§ **ASSIGNED TASK**
When a line of the records contains "commands", copy it.

———

PR #3387, opened 2026-07-31
fix(logs): Correct severity query example

jamieQ:
## Summary

- replace the misleading `level:error` Logs query example with `severity:error`
- update the CLI help snapshot

## Why

The Logs API uses `severity` for the canonical log severity. `level` is treated as an independent custom attribute, not an alias, so the existing example commonly returns no matches.

### DIFF
--- a/CHANGELOG.md
+++ b/CHANGELOG.md
@@ -1,5 +1,11 @@
 # Changelog
 
+## Unreleased
+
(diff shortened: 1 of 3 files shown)


szokeasaurusrex (approved):
Nice find, thank you for fixing!

PR #3393, opened 2026-08-13
feat(build): Support dSYMs with IPA uploads

jamieQ:
Adds support for a new `--dsym` option when uploading IPA files through the `build` command. This allows clients to associate app debug symbols with an IPA upload (which typically does not include them). Internally the uploader follows the existing logic to construct a synthetic XCArchive, but will copy the specified dSYM bundles it finds into that archive before uploading. This will give clients a better experience when they upload builds that have undergone "app thinning" since they will not have to perform the synthetic archive construction themselves.

Refs EME-1285

### DIFF
--- a/src/commands/build/upload.rs
+++ b/src/commands/build/upload.rs
@@ -35,7 +35,7 @@ pub fn make_command(command: Command) -> Command {
     #[cfg(not(all(target_os = "macos", target_arch = "aarch64")))]
     const HELP_TEXT: &str =
         "The path to the build to upload. Supported files include Apk, and Aab.";
-    command
+    let command = command
         .about("Upload builds to a project.")
         .long_about("Upload builds to a project.\n\nThis feature only works with Sentry SaaS.")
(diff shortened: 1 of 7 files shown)


NicoHinderling (approved):

src/commands/build/upload.rs
```diff
@@ -47,7 +47,8 @@ pub fn make_command(command: Command) -> Command {
                 .num_args(1..)
                 .action(ArgAction::Append)
                 .required(true),
-        )
+        );
+    let command = command
```
szokeasaurusrex: l: unsure why this change is necessary


```suggestion
        )
```

szokeasaurusrex (approved):
I only skimmed this, relying on @NicoHinderling's approval here

src/commands/build/upload.rs
jamieQ: Thanks for pointing that out! Fixed.

PR #3396, opened 2026-08-19
feat: Add Linux riscv64 support

Xeonacid:
### Description

Build and distribute sentry-cli for Linux riscv64 across GitHub releases, npm, PyPI, and Homebrew. Leave package-lock.json unchanged because @sentry/cli-linux-riscv64 is not published yet.

### Legal Boilerplate

### DIFF
--- a/.craft.yml
+++ b/.craft.yml
@@ -27,6 +27,9 @@ targets:
     id: '@sentry/cli-linux-i686'
     includeNames: /^sentry-cli-linux-i686-\d.*\.tgz$/
   - name: npm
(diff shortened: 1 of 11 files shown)


JPeer264:
@szokeasaurusrex whats your take on this given that we move soon to the new cli which has no binaries at all

szokeasaurusrex:
@Xeonacid for the reason @JPeer264 mentioned, and also because this would be an additional maintenance burden for us, I don't think we will add any additional officially built binaries to the Sentry CLI beyond what we already have, at least not for now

———

§ **OUTPUT FOR THIS TASK**
--- a/src/commands/build/upload.rs
+++ b/src/commands/build/upload.rs
src/commands/build/upload.rs
src/commands/build/upload.rs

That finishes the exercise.